PROVIDED MATERIAL:
PR #1625, opened 2018-04-12
JBPM-7032: Stunner - Missing Overview panel

manstis:
See https://issues.jboss.org/browse/JBPM-7032

Tested with showcase-project for both BPMN and CM. Overview is included.

Tested with showcase-standalone for both BPMN and CM. Overview is not included.

Tested with DMN. Overview is not included - as DMN only has a showcase-standalone.

### DIFF
--- a/kie-wb-common-dmn/kie-wb-common-dmn-project-client/src/main/java/org/kie/workbench/common/dmn/project/client/editor/DMNDiagramEditor.java
+++ b/kie-wb-common-dmn/kie-wb-common-dmn-project-client/src/main/java/org/kie/workbench/common/dmn/project/client/editor/DMNDiagramEditor.java
@@ -22,7 +22,6 @@ import javax.enterprise.event.Event;
 import javax.inject.Inject;
 
 import com.google.gwt.user.client.ui.IsWidget;
-import com.google.gwt.user.client.ui.Widget;
 import org.kie.workbench.common.dmn.api.factory.DMNGraphFactory;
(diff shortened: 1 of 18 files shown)


manstis:
Jenkins please retest this.

manstis:
Jenkins please execute full downstream build (so @romartin has WARs to use).

romartin:
Oh! got confused with another PR and was sure the downstream build was already running.. :O sorry :+1:

manstis:
Hi @jomarko 

Let me check the error message (although it looks like you've selected a "delete" commit; so there is no file and the error message is correct). If all you did was create, save, modify, save, modify, save etc then Stunner may be doing something unusual. Let me check.

As for the "rules" message. The "Overview" widget is shared across all asset types and the text is common across the old Designer and all other asset types. It's probably best addressed as a new JIRA to correct the generic wording.

manstis:
@jomarko @romartin There is a new commit on this PR fixing an issue @jomarko (sort of) found.

During his testing he reported a popup when selecting a "delete" commit. During my investigation I did not created, delete, create, delete (to get the history @jomarko used) but did create, update, create, update (giving a different history). When selecting an older version on the Overview tab an error was thrown (and now _worked around_ in the new commit). The work around is currently used by all other editors - unknowingly - as it masks an issue with the "Project = Repository" changes. I'll raise a new JIRA for @Rikkola (or someone else) to investigate.

manstis:
Jenkins please retest this.

PR #1615, opened 2018-04-11
AF-1143 : Not possible to work with repository with project having invalid/missing pom.xml

Rikkola:
https://issues.jboss.org/browse/AF-1143

Makes it possible to open broken projects, but you can't build, add assets or edit configurations. You do get a warning about the project being broken.

PR #1629, opened 2018-04-13
AF-1123 : Broken project cannot be deleted

Rikkola:
https://issues.jboss.org/browse/AF-1123

### DIFF
--- a/kie-wb-common-screens/kie-wb-common-library/kie-wb-common-library-client/src/main/java/org/kie/workbench/common/screens/library/client/resources/i18n/LibraryConstants.java
+++ b/kie-wb-common-screens/kie-wb-common-library/kie-wb-common-library-client/src/main/java/org/kie/workbench/common/screens/library/client/resources/i18n/LibraryConstants.java
@@ -288,9 +288,6 @@ public class LibraryConstants {
     public static final String DeletingProject = "DeletingProject";
 
     @TranslationKey(defaultValue = "")
-    public static final String DeleteProjectSuccess = "DeleteProjectSuccess";
-
-    @TranslationKey(defaultValue = "")
     public static final String WrongProjectConfirmedName = "WrongProjectConfirmedName";
 
     @TranslationKey(defaultValue = "")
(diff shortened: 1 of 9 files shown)


Rikkola:
@barboras7 @paulovmr Follow up for #1615

Rikkola:
I'll group this and the fix for AF-1123 in on PR for 7.5.x and 7.7.x once we have this in.

barboras7:

barboras7:
Hi @Rikkola,
tried this locally by following the steps to reproduce from the AF-1123. What happened is that I get the "The project is broken" screen but there is "Loading assets..." popup that does not disappear and the business central seems to be broken (you can not do anything at all) and you need to refresh the page. 
screenshot from 2018-04-16 16-05-30

Rikkola:
@barboras7 I need to double check this PR has the latest. I had the same problem, but fixed it.

Rikkola:
@barboras7 You are right. Import leaves the popup open.

Rikkola:
@barboras7 Ok. Fixed the import.

barboras7:

barboras7:

barboras7:

barboras7:
jenkins please retest this

barboras7:
@Rikkola, I tested the fix locally and the above mentioned problem is fixed. What happens now is that if you import the broken project as described in the steps to reproduce of the issue, you are not able to access the project settings. You can open the Contributors and Metrics tab, but the Settings tab does not work. Is this intentional behaviour? This way, user is not able to access the pom.xml file.

Rikkola:
Yes. Since you can not fix the pom.xml with the Project Editor and you can't break it either. At this point you can only do this with cloning the repository, so that is how it needs to be fixed.

barboras7:
@Rikkola, yes, that makes sense. Maybe disabling the Settings tab in a broken project might be a good approach so that it is obvious that it should not work for now. Anyway, I'm not sure how much effort would be necessary for this and whether it's worth the time.

Rikkola:

Rikkola:
Jenkins, I'm not going to even ask you test this today since even I can't build anything locally. See you tomorrow.

Rikkola:
All checks passed! This can go in :)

WHAT THE EXERCISE ASKS: Write every entry out again. Leave each one exactly as it is.

ANSWER BELOW:
PR #1625, opened 2018-04-12
JBPM-7032: Stunner - Missing Overview panel

manstis:
See https://issues.jboss.org/browse/JBPM-7032

Tested with showcase-project for both BPMN and CM. Overview is included.

Tested with showcase-standalone for both BPMN and CM. Overview is not included.

Tested with DMN. Overview is not included - as DMN only has a showcase-standalone.

### DIFF
--- a/kie-wb-common-dmn/kie-wb-common-dmn-project-client/src/main/java/org/kie/workbench/common/dmn/project/client/editor/DMNDiagramEditor.java
+++ b/kie-wb-common-dmn/kie-wb-common-dmn-project-client/src/main/java/org/kie/workbench/common/dmn/project/client/editor/DMNDiagramEditor.java
@@ -22,7 +22,6 @@ import javax.enterprise.event.Event;
 import javax.inject.Inject;
 
 import com.google.gwt.user.client.ui.IsWidget;
-import com.google.gwt.user.client.ui.Widget;
 import org.kie.workbench.common.dmn.api.factory.DMNGraphFactory;
(diff shortened: 1 of 18 files shown)


manstis:
Jenkins please retest this.

manstis:
Jenkins please execute full downstream build (so @romartin has WARs to use).

romartin:
Oh! got confused with another PR and was sure the downstream build was already running.. :O sorry :+1:

manstis:
Hi @jomarko 

Let me check the error message (although it looks like you've selected a "delete" commit; so there is no file and the error message is correct). If all you did was create, save, modify, save, modify, save etc then Stunner may be doing something unusual. Let me check.

As for the "rules" message. The "Overview" widget is shared across all asset types and the text is common across the old Designer and all other asset types. It's probably best addressed as a new JIRA to correct the generic wording.

manstis:
@jomarko @romartin There is a new commit on this PR fixing an issue @jomarko (sort of) found.

During his testing he reported a popup when selecting a "delete" commit. During my investigation I did not created, delete, create, delete (to get the history @jomarko used) but did create, update, create, update (giving a different history). When selecting an older version on the Overview tab an error was thrown (and now _worked around_ in the new commit). The work around is currently used by all other editors - unknowingly - as it masks an issue with the "Project = Repository" changes. I'll raise a new JIRA for @Rikkola (or someone else) to investigate.

manstis:
Jenkins please retest this.

PR #1615, opened 2018-04-11
AF-1143 : Not possible to work with repository with project having invalid/missing pom.xml

Rikkola:
https://issues.jboss.org/browse/AF-1143

Makes it possible to open broken projects, but you can't build, add assets or edit configurations. You do get a warning about the project being broken.

PR #1629, opened 2018-04-13
AF-1123 : Broken project cannot be deleted

Rikkola:
https://issues.jboss.org/browse/AF-1123

### DIFF
--- a/kie-wb-common-screens/kie-wb-common-library/kie-wb-common-library-client/src/main/java/org/kie/workbench/common/screens/library/client/resources/i18n/LibraryConstants.java
+++ b/kie-wb-common-screens/kie-wb-common-library/kie-wb-common-library-client/src/main/java/org/kie/workbench/common/screens/library/client/resources/i18n/LibraryConstants.java
@@ -288,9 +288,6 @@ public class LibraryConstants {
     public static final String DeletingProject = "DeletingProject";
 
     @TranslationKey(defaultValue = "")
-    public static final String DeleteProjectSuccess = "DeleteProjectSuccess";
-
-    @TranslationKey(defaultValue = "")
     public static final String WrongProjectConfirmedName = "WrongProjectConfirmedName";
 
     @TranslationKey(defaultValue = "")
(diff shortened: 1 of 9 files shown)


Rikkola:
@barboras7 @paulovmr Follow up for #1615

Rikkola:
I'll group this and the fix for AF-1123 in on PR for 7.5.x and 7.7.x once we have this in.

barboras7:

barboras7:
Hi @Rikkola,
tried this locally by following the steps to reproduce from the AF-1123. What happened is that I get the "The project is broken" screen but there is "Loading assets..." popup that does not disappear and the business central seems to be broken (you can not do anything at all) and you need to refresh the page. 
screenshot from 2018-04-16 16-05-30

Rikkola:
@barboras7 I need to double check this PR has the latest. I had the same problem, but fixed it.

Rikkola:
@barboras7 You are right. Import leaves the popup open.

Rikkola:
@barboras7 Ok. Fixed the import.

barboras7:

barboras7:

barboras7:

barboras7:
jenkins please retest this

barboras7:
@Rikkola, I tested the fix locally and the above mentioned problem is fixed. What happens now is that if you import the broken project as described in the steps to reproduce of the issue, you are not able to access the project settings. You can open the Contributors and Metrics tab, but the Settings tab does not work. Is this intentional behaviour? This way, user is not able to access the pom.xml file.

Rikkola:
Yes. Since you can not fix the pom.xml with the Project Editor and you can't break it either. At this point you can only do this with cloning the repository, so that is how it needs to be fixed.

barboras7:
@Rikkola, yes, that makes sense. Maybe disabling the Settings tab in a broken project might be a good approach so that it is obvious that it should not work for now. Anyway, I'm not sure how much effort would be necessary for this and whether it's worth the time.

Rikkola:

Rikkola:
Jenkins, I'm not going to even ask you test this today since even I can't build anything locally. See you tomorrow.

Rikkola:
All checks passed! This can go in :)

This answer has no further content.